As described more below, an outer layer formed on a carburized
layer may include using a chemical surface processing method, such
as forming a diffusional layer on the carburized layer, or may
include using other surface processing methods, such as applying a
coating to the carburized layer.
[0041] Materials that may be carburized include relatively low
carbon content materials, such as steel having a carbon content
ranging from about 0.08 percent by weight to about 0.35 percent by
weight. Carburizing materials with low carbon content may include,
for example, plain carbon steel, mild steel, resulfurized steel,
low carbon steel, medium carbon steel, low alloy steel, chromium
alloy steel, chromium-molybdenum alloy steel,
chromium-nickel-molybdenum alloy steel, other steels having
corrosion resistant additives added thereto, nickel chromium
alloys, nickel molybdenum alloys and special alloys. As used
herein, "carburizing steel" refers to steel having carbon content
low enough to have carbon diffused therein during a carburization
process. Further, carburizing steel may include steel phases of
pearlite, ferrite, cementite, and/or austenite phases, carbide,
boride, bainite, and martensite. One skilled in the art may
appreciate that depending on the particular composition of
carburizing steel and processing conditions, such as heating and
cooling rates, various phases of steel may be present, as
referenced, for example, in steel phase diagrams known in the
art.
[0042] According to embodiments of the present disclosure,
carburizing steel may be subjected to a carburization process.

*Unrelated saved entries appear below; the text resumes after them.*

PR #3093, opened 2023-11-05
Move environment functions to psp (+ other small changes)

MeAreJeenius:
# Description

Most of the changes involve moving the functions querying and commanding the environment out of the shell class and into the psp class. These function only operate on the shell's psp anyways so it makes no sense to have them outside the psp. This also means that programs that query the environment no longer have to go through the hacky global `first_shell`. Removing `first_shell` was the primary motivation for these commits, though after these changes it is still being used in autoexec.

There are also a few single-commit changes in here:

Moved shell_history out of individual functions and into its own class.

Fixed a crash in the setver program when too few args are present.

Vastly improved the semantics of the FileReader class (the interface remains unchanged).

More details in a comment below.

# Manual testing

Ensure that read, write, and list environment functions work as expected with the `SET` command.

- `SET PATH`
- `SET VAR=VAL`
- `SET`

`MOUNT -Z` changes the letter of the Z drive. Note that you can't run this more than once per session. From what I can tell, this was a hack for WINE, since there was a conflict with the WINE Z drive. In addition to the environment interface change, I made the change propagate across subshells, whereas it would break your path before.

 - Run `MOUNT -Z E`. Ensure that your PATH variable has changed to include E: instead of Z:. Go into a subshell and ensure that the change is visible there too.
 - Restart and run the command again, this time from a subshell. Ensure the changes are reflected in the parent shell.

ParseLine is functionally unchanged. Only the name resolution for temp files was touched. Launch from terminal so you can see logging ouptut. Input any command with the vertical bar pipe. It can be a garbage command like `a | a`. In the logging output, you should see `Redirecting output to pipeXXXX.tmp`. Now try again while setting a `TMP` or `TEMP` environment variable to a directory. If you pipe again, the file will be prefixed by the chosen directory.

Environment variable resolution is functionally unchanged. Create a batch file with the line `ECHO %PATH%`, and ensure that your path is printed. Do the same directly on the DOS command line when the settings to get shell expansion there are set to on.

Executable resolution is functionally unchanged. Ensure all directories in your `PATH` work.

The `PATH` command is functionally unchanged. Ensure it matches the output of `SET PATH`.

The `DIR` command is functionally unchanged. Ensure that it works without the `DIRCMD` environment variable being set. Also ensure that it applies the expected switches when `DIRCMD` is set. For example, `SET DIRCMD=/b` should apply the `/b` switch automatically when using `DIR`.

The `CONFIG` command is functionally unchanged. The writes to the `CONFIG` environment variable should be the same as before.

- `CONFIG -GET VER` echoes current does version, and sets the `CONFIG` environment variable to that value
- `CONFIG -GET DOS VER` does the same

## Shell History Tests
Make sure the config file can be read from and written to.

When the sum of lines in the history file and the new commands are over 500 (or whatever the specified constant in the class is), ensure that the file contains only the most recent 500 lines upon exit.

Ensure that exit never written to the file.

Remove read permissions and ensure that dosbox doesn't explode. Then do that again, but make the file write-only.

# Checklist

I have:

### DIFF
--- a/include/dos_inc.h
+++ b/include/dos_inc.h
@@ -27,6 +27,7 @@
 #include <algorithm>
 #include <array>
 #include <cstddef>
+#include <optional>
 #include <string>
 #include <type_traits>
 
@@ -354,15 +355,32 @@ public:
 	MemStruct(uint16_t seg, uint16_t off) : pt(PhysicalMake(seg, off)) {}
 	MemStruct(RealPt addr) : pt(RealToPhysical(addr)) {}
 
-	void SetPt(uint16_t seg) { pt = PhysicalMake(seg, 0); }
+	void SetPt(uint16_t seg)
+	{
+		pt = PhysicalMake(seg, 0);
+	}
 
 protected:
-	PhysPt pt = 0;
+	PhysPt pt    = 0;
+	~MemStruct() = default;
+};
+
+class Environment {
+public:
+	virtual std::optional<std::string> GetEnvironmentValue(std::string_view entry) const = 0;
+
+	virtual ~Environment() = default;
+
+protected:
+	Environment()                              = default;
+	Environment(const Environment&)            = default;
+	Environment& operator=(const Environment&) = default;
+	Environment(Environment&&)                 = default;
+	Environment& operator=(Environment&&)      = default;
 };
 
 /* Program Segment Prefix */
-
-class DOS_PSP final : public MemStruct {
+class DOS_PSP final : public MemStruct, public Environment {
 public:
 	DOS_PSP(uint16_t segment) : seg(segment) { SetPt(seg); }
 
@@ -416,6 +434,11 @@ public:
 	void SetFCB1(RealPt src);
 	void SetFCB2(RealPt src);
 	void SetCommandTail(RealPt src);
+
+	std::optional<std::string> GetEnvironmentValue(std::string_view variable) const override;
+	std::vector<std::string> GetAllRawEnvironmentStrings() const;
+	bool SetEnvironmentValue(std::string_view variable,
+	                         std::string_view new_string);
 
 private:
 	#ifdef _MSC_VER
--- a/include/shell.h
+++ b/include/shell.h
@@ -55,7 +55,7 @@ public:
 
 class HostShell {
 public:
-	virtual bool GetEnvStr(const char* entry, std::string& result) const = 0;
+	virtual std::optional<std::string> GetEnvStr(std::string_view entry) const = 0;
 
 	HostShell()                            = default;
 	HostShell(const HostShell&)            = delete;
@@ -162,7 +162,7 @@ public:
 	bool ExecuteProgram(std::string_view name, std::string_view args);
 	bool ExecuteConfigChange(const char* const cmd_in, const char* const line);
 
-	bool GetEnvStr(const char* entry, std::string& result) const override;
+	std::optional<std::string> GetEnvStr(std::string_view entry) const override;
 	bool GetEnvNum(Bitu num, std::string& result) const;
 	[[nodiscard]] Bitu GetEnvCount() const;
 	bool SetEnv(std::string_view entry, std::string_view new_string);
--- a/include/shell.h
+++ b/include/shell.h
@@ -163,8 +163,7 @@ public:
 	bool ExecuteConfigChange(const char* const cmd_in, const char* const line);
 
 	std::optional<std::string> GetEnvStr(std::string_view entry) const override;
-	bool GetEnvNum(Bitu num, std::string& result) const;
-	[[nodiscard]] Bitu GetEnvCount() const;
+	std::vector<std::string> GetAllEnvVars() const;
 	bool SetEnv(std::string_view entry, std::string_view new_string);
 
 	/* Commands */
--- a/include/shell.h
+++ b/include/shell.h
@@ -165,7 +165,7 @@ public:
 	bool GetEnvStr(const char* entry, std::string& result) const override;
 	bool GetEnvNum(Bitu num, std::string& result) const;
 	[[nodiscard]] Bitu GetEnvCount() const;
-	bool SetEnv(const char* entry, const char* new_string);
+	bool SetEnv(std::string_view entry, std::string_view new_string);
 
 	/* Commands */
 	void CMD_HELP(char* args);
--- a/include/shell.h
+++ b/include/shell.h
@@ -150,8 +150,8 @@ public:
 	bool ExecuteProgram(std::string_view name, std::string_view args);
 	bool ExecuteConfigChange(const char* const cmd_in, const char* const line);
 
-	std::optional<std::string> GetEnvStr(std::string_view entry) const;
-	std::vector<std::string> GetAllEnvVars() const;
+	// HACK: Don't use in new code
+	// TODO: Remove the call to this function from autoexec
 	bool SetEnv(std::string_view entry, std::string_view new_string);
 
 	/* Commands */
--- a/include/shell.h
+++ b/include/shell.h
@@ -103,6 +103,25 @@ struct SHELL_Cmd {
 	HELP_Category category = HELP_Category::Misc;
 };
 
+class ShellHistory {
+public:
+	std::vector<std::string> GetCommands(uint16_t code_page) const;
+	void Append(std::string command, uint16_t code_page);
+
+	ShellHistory();
+	~ShellHistory();
+	ShellHistory(const ShellHistory&)            = delete;
+	ShellHistory& operator=(const ShellHistory&) = delete;
+	ShellHistory(ShellHistory&&)                 = delete;
+	ShellHistory& operator=(ShellHistory&&)      = delete;
+
+private:
+	std::vector<std::string> commands{};
+	std_fs::path path;
+};
+
+extern std::unique_ptr<ShellHistory> global_shell_history;
+
 class DOS_Shell : public Program, public HostShell {
 private:
 	void PrintHelpForCommands(MoreOutputStrings& output, HELP_Filter req_filter);
@@ -113,15 +132,17 @@ private:
 	[[nodiscard]] std::string Which(std::string_view name) const;
 
 	friend class AutoexecEditor;
-	std::vector<std::string> utf8_history{};
-	std::stack<BatchFile> batchfiles{};
 
+	ShellHistory& history                  = *global_shell_history;
+	std::stack<BatchFile> batchfiles       = {};
+	uint16_t input_handle                  = STDIN;
+	bool call                              = false;
 	bool exit_cmd_called                   = false;
 	static inline bool help_list_populated = false;
 
 public:
 	DOS_Shell();
-	~DOS_Shell() override = default;
+	~DOS_Shell() override                  = default;
 	DOS_Shell(const DOS_Shell&)            = delete; // prevent copy
 	DOS_Shell& operator=(const DOS_Shell&) = delete; // prevent assignment
 	void Run() override;
@@ -140,9 +161,6 @@ public:
 	virtual bool ExecuteShellCommand(const char* const name, char* arguments);
 	bool ExecuteProgram(std::string_view name, std::string_view args);
 	bool ExecuteConfigChange(const char* const cmd_in, const char* const line);
-
-	void ReadShellHistory();
-	void WriteShellHistory();
 
 	bool GetEnvStr(const char* entry, std::string& result) const override;
 	bool GetEnvNum(Bitu num, std::string& result) const;
@@ -183,10 +201,7 @@ public:
 	void CMD_VOL(char* args);
 	void CMD_MOVE(char* args);
 
-	/* The shell's variables */
-	uint16_t input_handle         = 0;
-	bool echo                     = false;
-	bool call                     = false;
+	bool echo = true;
 };
 
 std::tuple<std::string, std::string, std::string, bool> parse_drive_conf(
--- a/include/shell.h
+++ b/include/shell.h
@@ -53,21 +53,9 @@ public:
 	virtual ~ByteReader()                    = default;
 };
 
-class HostShell {
-public:
-	virtual std::optional<std::string> GetEnvStr(std::string_view entry) const = 0;
-
-	HostShell()                            = default;
-	HostShell(const HostShell&)            = delete;
-	HostShell& operator=(const HostShell&) = delete;
-	HostShell(HostShell&&)                 = delete;
-	HostShell& operator=(HostShell&&)      = delete;
-	virtual ~HostShell()                   = default;
-};
-
 class BatchFile {
 public:
-	BatchFile(const HostShell& host, std::unique_ptr<ByteReader> input_reader,
+	BatchFile(const Environment& host, std::unique_ptr<ByteReader> input_reader,
 	          std::string_view entered_name, std::string_view cmd_line,
 	          bool echo_on);
 	BatchFile(const BatchFile&)            = delete;
@@ -86,7 +74,7 @@ private:
 	[[nodiscard]] std::string ExpandedBatchLine(std::string_view line) const;
 	[[nodiscard]] std::string GetLine();
 
-	const HostShell& shell;
+	const Environment& shell;
 	CommandLine cmd;
 	std::unique_ptr<ByteReader> reader;
 	bool echo;
@@ -122,7 +110,7 @@ private:
 
 extern std::unique_ptr<ShellHistory> global_shell_history;
 
-class DOS_Shell : public Program, public HostShell {
+class DOS_Shell : public Program {
 private:
 	void PrintHelpForCommands(MoreOutputStrings& output, HELP_Filter req_filter);
 	void AddShellCmdsToHelpList();
@@ -162,7 +150,7 @@ public:
 	bool ExecuteProgram(std::string_view name, std::string_view args);
 	bool ExecuteConfigChange(const char* const cmd_in, const char* const line);
 
-	std::optional<std::string> GetEnvStr(std::string_view entry) const override;
+	std::optional<std::string> GetEnvStr(std::string_view entry) const;
 	std::vector<std::string> GetAllEnvVars() const;
 	bool SetEnv(std::string_view entry, std::string_view new_string);
 
--- a/src/dos/dos_classes.cpp
+++ b/src/dos/dos_classes.cpp
@@ -26,6 +26,7 @@
 #include <cstring>
 
 #include "mem.h"
+#include "string_utils.h"
 #include "support.h"
 
 static void dos_memset(PhysPt addr, uint8_t val, size_t n)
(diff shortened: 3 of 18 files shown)


johnnovak:
I haven't forgotten about this @MeAreJeenius , but I'm busy with other stuff that I want to go into the 0.81.0 release. We'll try to fit this in too, but reviewing & testing this is the last item on my list as it's a rather large change. Stay tuned!

include/dos_inc.h
```diff
@@ -353,17 +354,34 @@ class MemStruct {
...
+	Environment& operator=(const Environment&) = default;
+	Environment(Environment&&)                 = default;
+	Environment& operator=(Environment&&)      = default;
+};
+
+/* Program Segment Prefix */
+class DOS_PSP final : public MemStruct, public Environment {
 public:
-	DOS_PSP(uint16_t segment) : seg(segment) { SetPt(seg); }
+	DOS_PSP(uint16_t segment) : seg(segment) { SetPt(seg); }
```
FeralChild64, line 384: Unnecessary tab at the end of line.

include/dos_inc.h
```diff
@@ -416,6 +434,10 @@ class DOS_PSP final : public MemStruct {
 	void SetFCB2(RealPt src);
 	void SetCommandTail(RealPt src);
 
+	std::optional<std::string> GetEnvironmentValue(std::string_view entry) const override;
```
FeralChild64, line 437: `EnvironmentVariable` sounds better to me than `EnvironmentValue`

src/dos/dos_classes.cpp
```diff
@@ -308,6 +309,119 @@ bool DOS_PSP::SetNumFiles(uint16_t file_num)
 	return true;
 }
 
+static constexpr auto bytes_to_read = 1024;
```
FeralChild64, line 312: Why 1024? Is this some hard limit for our DOS, enforced in other place? If so, it would be nice to have some comment. If I remember correctly, MS-DOS had a limit of 127 characters, or so.

If there is no real limit, maybe it would be better to have some dynamic buffer?

src/dos/dos_classes.cpp
```diff
@@ -308,6 +309,119 @@ bool DOS_PSP::SetNumFiles(uint16_t file_num)
...
+		return {};
+	}
+
+	for (;;) {
+		MEM_StrCopy(env_read, env_string, bytes_to_read);
+		if (!env_string[0]) {
+			return {};
+		}
+		env_read += (PhysPt)(safe_strlen(env_string) + 1);
+		char* equal = strchr(env_string, '=');
```
FeralChild64, line 330: Avoid C-style string operations and pointer arithmetic in new code.

src/dos/dos_classes.cpp
```diff
@@ -308,6 +309,119 @@ bool DOS_PSP::SetNumFiles(uint16_t file_num)
...
+	PhysPt env_write                   = env_read;
+	PhysPt env_write_start             = env_read;
+	char env_string[bytes_to_read + 1] = {0};
+	const auto entry_length            = variable.size();
+	do {
+		MEM_StrCopy(env_read, env_string, bytes_to_read);
+		if (!env_string[0]) {
+			break;
+		}
+		env_read += (PhysPt)(safe_strlen(env_string) + 1);
```
FeralChild64, line 380: Use static_cast f necessary, we try to avoid C-style casting in new code.

src/dos/dos_classes.cpp
```diff
@@ -308,6 +309,119 @@ bool DOS_PSP::SetNumFiles(uint16_t file_num)
...
+		if (!strchr(env_string, '=')) {
+			continue; /* Remove corrupt entry? */
```
FeralChild64, line 382: I suggest to add a warning log about damaged environment. Preferably have some variable (like `bool already_warned`) to avoid flooding the output log.

src/dos/dos_classes.cpp
```diff
@@ -308,6 +309,119 @@ bool DOS_PSP::SetNumFiles(uint16_t file_num)
...
+
+	// ensure room
+	if (envsize <= (env_write - env_write_start) + variable.size() + 1 +
+	                       new_string.size() + 2) {
+		return false;
+	}
+
+	if (!new_string.empty()) {
+		std::string bigentry(variable);
+		for (std::string::iterator it = bigentry.begin();
```
FeralChild64, line 405: We have` void upcase(std::string& str);` in `string_utils.h` for this.

src/dos/dos_classes.cpp
```diff
@@ -308,6 +309,119 @@ bool DOS_PSP::SetNumFiles(uint16_t file_num)
...
+		     it != bigentry.end();
+		     ++it) {
+			*it = toupper(*it);
+		}
+		snprintf(env_string,
```
FeralChild64, line 410: Use std::string here, and `format_string` from `string_utils.h`.

src/dos/dos_classes.cpp
kcgen: > Why 1024? Is this some hard limit for our DOS, enforced in other place? If so, it would be nice to have some comment. If I remember correctly, MS-DOS had a limit of 127 characters, or so.

MS-DOS's environment space can be dialed up to 1024 characters with the `/e` (environment) flag at boot-time (I think in `CONFIG.SYS`):

```
SHELL=COMMAND.COM /e:1024
```

Maybe that's the connection here?

johnnovak:
@MeAreJeenius Just updating you on the current state of affairs regarding the upcoming 0.81.0 release and how it relates to this PR of yours as we definitely don't want to give the impression that we're stringing you along! So just setting expectations here 😄 

We're aiming to release the 0.81.0 Release Candidate on 22 Dec, just before Christmas. This means we want everything in-flight and planned to be merged and tested by 15 Dec, then we'll have one more week to finish the release notes, do some internal testing, and fix any potential showstoppers.

That's a bit tight but doable. But we've decided this PR will have to wait until after 0.81.0 is out. It contains a large number of refactors/changes that are very welcome, no doubt, but these are risky changes that need comprehensive regression testing and there are few user-observable improvements to warrant the relatively large risk as a "last-minute merge". Simply put, we have no capacity to give this PR the attention it deserves before the release.

So when can we return to this to get it reviewed, tested, and merged? We've decided to have a code freeze once the release candidate is out, which will last at least a month, but no longer than two months. So realistically we can continue the work on this PR around February 2024 once the final 0.81.0 is out.

Thank you for your patience and see you then! Of course, feel free to improve or polish the PR in the meantime as you see fit!

johnnovak:
@MeAreJeenius Thanks for the patience. Now is the time to finalise this, then the team will review it in the coming weeks.

johnnovak:
I've noticed you keep improving this @MeAreJeenius, that's great.

Let us know when it's ready for final review.

What I'm missing from the description, though, is a _detailed_ test plan. The idea is that we do want to shift the effort to the author of the PR so then the reviewer's don't need to spend time to figure out how to test things. This is also important to remove any ambiguity and misunderstandings.

For example, instead of this sentence of yours:

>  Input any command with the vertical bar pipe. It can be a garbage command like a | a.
PR #2236, opened 2021-03-25
[studio-ui] PathNavigators shared logic related refactors

aachavarria:
https://github.com/craftercms/craftercms/issues/4575


ui/app/src/components/PathNavigatorTree/PathNavigatorTree.tsx
```diff
@@ -419,6 +425,46 @@ export default function PathNavigatorTree(props: PathNavigatorTreeProps) {
       })
     );
   };
+
+  const onPreview = (item: DetailedItem) => {
+    if (item.systemType === 'component' || item.systemType === 'taxonomy') {
+      const src = `${legacyFormSrc}site=${site}&path=${item.path}&type=form&readonly=true`;
```
rart: We should clean up all over moving this url construction to a single place. Possibly an epic or action builder or an util that one of those would invoke.

ui/app/src/components/PathNavigatorTree/PathNavigatorTree.tsx
```diff
@@ -419,6 +425,46 @@ export default function PathNavigatorTree(props: PathNavigatorTreeProps) {
...
+    } else if (item.mimeType.startsWith('image/')) {
+      dispatch(
+        showPreviewDialog({
+          type: 'image',
+          title: item.label,
+          url: item.path
+        })
+      );
+    } else {
+      fetchContentXML(site, item.path).subscribe((content) => {
```
rart, line 491: This here isn’t great either. 
Also, there’s no visibility of system status while loading the content.

ui/app/src/components/PathNavigatorTree/PathNavigatorTree.tsx
```diff
@@ -419,6 +425,46 @@ export default function PathNavigatorTree(props: PathNavigatorTreeProps) {
...
+        let mode = 'txt';
+
+        if (item.systemType === 'renderingTemplate') {
```
rart: All this mode selection logic needs to be encapsulated and made reusable.

rart (changes requested):

static-assets/components/cstudio-contextual-nav/quick-create.js
```diff
@@ -173,11 +172,12 @@ CStudioAuthoring.ContextualNav.WcmQuickCreate = CStudioAuthoring.ContextualNav.W
...
-        showEditDialog({
-          src,
-          inProgress: false
-        });
+      const onQuickCreateItemSelected = (props) => {
+        showEditDialog(
+          Object.assign(props, {
+            inProgress: false
+          })
+        );
```
rart, line 180: The changes don't look compatible. Previously receiving a `src` (string?) and now an object `props`. I don't see the counter part of this change. Was this broken?

ui/app/src/components/PathNavigator/utils.ts
```diff
@@ -17,23 +17,41 @@
...
 export function isNavigable(item: DetailedItem | SandboxItem): boolean {
-  return item.previewUrl !== null;
+  // Assets have a valid previewUrl but we don't want assets to show in the
+  // Guest iFrame but rather as a preview dialog.
+  return item.previewUrl !== null && item.systemType !== 'asset';
+}
+
+export function isEditableViaFormEditor(item: DetailedItem | SandboxItem): boolean {
+  return item.systemType === 'component' || item.systemType === 'taxonomy';
+}
```
rart: Problem is this function is lying because pages are editable via form too.

ui/app/src/modules/Preview/Tools/EditFormPanel.tsx
```diff
@@ -189,12 +189,38 @@ function EditFormPanelBody(props: EditFormPanelBodyProps) {
...
+
+      return {
+        authoringBase,
+        site,
+        path: parentPath,
+        isHidden: true,
+        modelId: selectedId
+      };
+    }
+  }, [authoringBase, childrenMap, model, models, path, selectedId, site]);
```
rart: Doesn't look like you're using this logic elsewhere. Why not do this directly inside openDialog?

ui/app/src/utils/itemActions.ts
```diff
@@ -726,12 +728,14 @@ export const itemActionDispatcher = ({
...
-        let src = `${legacyFormSrc}site=${site}&path=${encodeURIComponent(item.path)}&type=asset`;
+        let src = `${authoringBase}/legacy/form?site=${site}&path=${encodeURIComponent(item.path)}&type=asset`;
         dispatch(showCodeEditorDialog({ src }));
         break;
       }
       case 'viewCodeEditor': {
-        let src = `${legacyFormSrc}site=${site}&path=${encodeURIComponent(item.path)}&type=asset&readonly=true`;
+        let src = `${authoringBase}/legacy/form?site=${site}&path=${encodeURIComponent(
+          item.path
+        )}&type=asset&readonly=true`;
```
rart: Shouldn't these use `getEditFormSrc`?

ui/app/src/utils/path.ts
```diff
@@ -144,3 +145,38 @@ export function getPasteItemFromPath(path: string, paths: string[]): PasteItem {
...
+    site,
+    path,
+    type: 'form',
+    readonly,
+    isHidden,
+    modelId,
+    changeTemplate,
+    contentTypeId,
+    isNewContent
+  });
```
rart, line 180: Make sure query-string lib excludes undefined props

rart (changes requested):

ui/app/src/components/PathNavigatorTree/PathNavigatorTree.tsx
```diff
@@ -205,7 +216,7 @@ export default function PathNavigatorTree(props: PathNavigatorTreeProps) {
 
   useEffect(() => {
     keywordByPathRef.current = keywordByPath;
-  }, [keywordByPath]);
+  }, [keywordByPath, itemsByPath]);
```
rart: `itemsByPath` not used on effect. Why is it listed as a dependency?

ui/app/src/components/PathNavigatorTree/PathNavigatorTree.tsx
```diff
@@ -241,8 +252,33 @@ export default function PathNavigatorTree(props: PathNavigatorTreeProps) {
       switch (type) {
         case itemsPasted.type:
         case folderCreated.type: {
-          if (payload.clipboard.type === 'CUT') {
-            debugger;
+          if (payload.clipboard?.type === 'CUT') {
+            const sourceNode =
+              nodesByPathRef.current[getParentPath(payload.clipboard.sourcePath)] ??
+              nodesByPathRef.current[withIndex(getParentPath(payload.clipboard.sourcePath))];
```
rart: extract `getParentPath` call to a const to avoid double computation

ui/app/src/components/PathNavigatorTree/PathNavigatorTree.tsx
```diff
@@ -241,8 +252,33 @@ export default function PathNavigatorTree(props: PathNavigatorTreeProps) {
       switch (type) {
         case itemsPasted.type:
         case folderCreated.type: {
-          if (payload.clipboard.type === 'CUT') {
-            debugger;
+          if (payload.clipboard?.type === 'CUT') {
```
rart, line 255: Confirm: it should go to else statement whenever is not a cut **including** paste items via copy?
Otherwise, this condition needs to be revisited and rather use `type` to make the determination.

ui/app/src/components/PathNavigatorTree/PathNavigatorTree.tsx
```diff
@@ -241,8 +252,33 @@ export default function PathNavigatorTree(props: PathNavigatorTreeProps) {
...
+            const sourceNode =
+              nodesByPathRef.current[getParentPath(payload.clipboard.sourcePath)] ??
+              nodesByPathRef.current[withIndex(getParentPath(payload.clipboard.sourcePath))];
+            const targetNode =
+              nodesByPathRef.current[payload.target] ?? nodesByPathRef.current[withIndex(payload.target)];
```
rart: Should we be doing rather this:
```suggestion
              nodesByPathRef.current[withoutIndex(payload.target)] ?? nodesByPathRef.current[withIndex(payload.target)];
```
We don't know if an items is registered with or without index on the state so if not using both `withoutIndex` and `withIndex` we might be checking for the same thing and not getting the result we want.

We should make an util that does this
```ts
export function lookupItemByPath(path: string, lookupTable: LookupTable<Sandbox>): Sandbox
export function lookupItemByPath(path: string, lookupTable: LookupTable<Detailed>): Detailed 
export function lookupItemByPath(path: string, lookupTable: LookupTable<Sandbox | Detailed>): Sandbox | Detailed {
  return lookupTable[withoutIndex(path)] ?? lookupTable[withInde(path)];
}
```

Same deal would apply above to `sourceNode`. See if there's anywhere else that could use the new util.

rart (changes requested):

ui/app/src/components/PathNavigatorTree/PathNavigatorTree.tsx
aachavarria: that is ok, it should go to the else statement for any operation excluding CUT, in this case COPY or folderCreated

ui/app/src/components/PathNavigatorTree/utils.ts
```diff
@@ -0,0 +1,23 @@
...
+ * along with this program.  If not, see <http://www.gnu.org/licenses/>.
+ */
+
+import LookupTable from '../../models/LookupTable';
+import { withIndex, withoutIndex } from '../../utils/path';
+import { TreeNode } from './PathNavigatorTreeUI';
+
+export function lookupNodeByPath(path: string, lookupTable: LookupTable<TreeNode>): TreeNode {
+  return lookupTable[withoutIndex(path)] ?? lookupTable[withIndex(path)];
+}
```
rart:
```suggestion
export function lookupItemByPath<T = DetailedItem>(path: string, lookupTable: LookupTable<T>): T {
  return lookupTable[withoutIndex(path)] ?? lookupTable[withIndex(path)];
}
```

rart: This should be on utils/content

rart (approved):

PR #2238, opened 2021-03-25
pageBuilder updates

jvega190:
- Export fromTopic
- Fetch guest model on operation that require the model to update
- Add i18n to operation messages


ui/app/src/modules/Preview/PreviewConcierge.tsx
```diff
@@ -406,10 +458,11 @@ export function PreviewConcierge(props: any) {
               issueDescriptorRequest(path, fetchPrimaryGuestModelComplete);
             }
           } /* else if (type === FETCH_GUEST_MODEL) */ else {
-            if (payload.path?.startsWith('/')) {
-              issueDescriptorRequest(payload.path, fetchGuestModelComplete);
+            const path = payload?.path ? payload.path : guest.path;
```
rart: When would there ever not be a path on the payload? This action should always state what model needs loading.

ui/app/src/modules/Preview/PreviewConcierge.tsx
```diff
@@ -146,6 +146,58 @@ const guestMessages = defineMessages({
   dropTargetsNotFound: {
     id: 'register.dropTargetsNotFound',
     defaultMessage: 'There are no drop targets for {contentType} components'
+  },
+  sortOperationComplete: {
+    id: 'operations.sortOperationComplete',
+    defaultMessage: 'Sort operation completed.'
```
rart, line 152: All these messages are a bit technical. We should revisit the copy.

ui/app/src/modules/Preview/PreviewConcierge.tsx
```diff
@@ -574,15 +631,16 @@ export function PreviewConcierge(props: any) {
             parentModelId ? models[parentModelId].craftercms.path : null
           ).subscribe(
             () => {
+              guestToHost$.next({ type: FETCH_GUEST_MODEL });
```
rart: Don’t like the idea of using this channel for this purpose.
Let’s find a better way of reusing the loading logic.

rart (changes requested):

rart (approved):

PR #2241, opened 2021-03-27
Stop over-sizing node selector box when max is 1.

tfield:
Highly visible usability improvement in node selectors when only one item is allowed to be selected.


rart:
Thanks for the PR! Your contribution — with some adjustments — would be merged through [2253](https://github.com/craftercms/studio-ui/pull/2253).

PR #2258, opened 2021-04-05
[4620] Line numbers goes over the action bar of configurations

jvega190:
https://github.com/craftercms/craftercms/issues/4620


rart (approved):
@jvega190 the control bar is used in several places. Please do some code browsing to find places of usage and additional testing to make sure all keeps working on those views on their different state.

PR #2260, opened 2021-04-06
[4622] Create Repository dialog closes when you hit the <enter> key after inputting URL

jvega190:
https://github.com/craftercms/craftercms/issues/4622

### DIFF
--- a/static-assets/ng-views/admin-repository.html
+++ b/static-assets/ng-views/admin-repository.html
@@ -397,9 +397,10 @@
       >{{ 'common.CANCEL_LABEL' | translate }}
       </button>
       <button
+        id="createRepoSubmit"
         class="btn btn-primary text-capitalize"
         type="submit"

Various carburizing processes are known in the art, which include
heating a relatively low carbon-containing base material in a
carbon rich environment for a sufficient time to allow carbon to
diffuse into the base material. For example, during a carburization
process, a carburizing steel may be heated in a carbon rich
atmosphere such that carbon diffuses into the carburizing steel. In
some embodiments, the carburizing environment may have a vacuum
applied thereto (referred to as vacuum carburizing). As carbon
diffuses into the carburizing steel, various alloy carbides, such
as those in the form of MC, M3C, M23C, etc., may result. The depth
of a carburized layer may range, for example, from about 0.01
inches to about 0.2 inches. In some embodiments, a carburized layer
may have a depth ranging from about 0.03 inches to about 0.125
inches. The depth of carburization may depend on, for example, the
initial amount of carbon content in the gripping surface (i.e., the
carbon content of the gripping surface before the carburizing
process), the composition of the gripping surface (including, for
example, amount and type of metal additives), the geometry of the
gripping surface, and the processing conditions, such as the
duration, temperature, pressure, and heating and cooling rates.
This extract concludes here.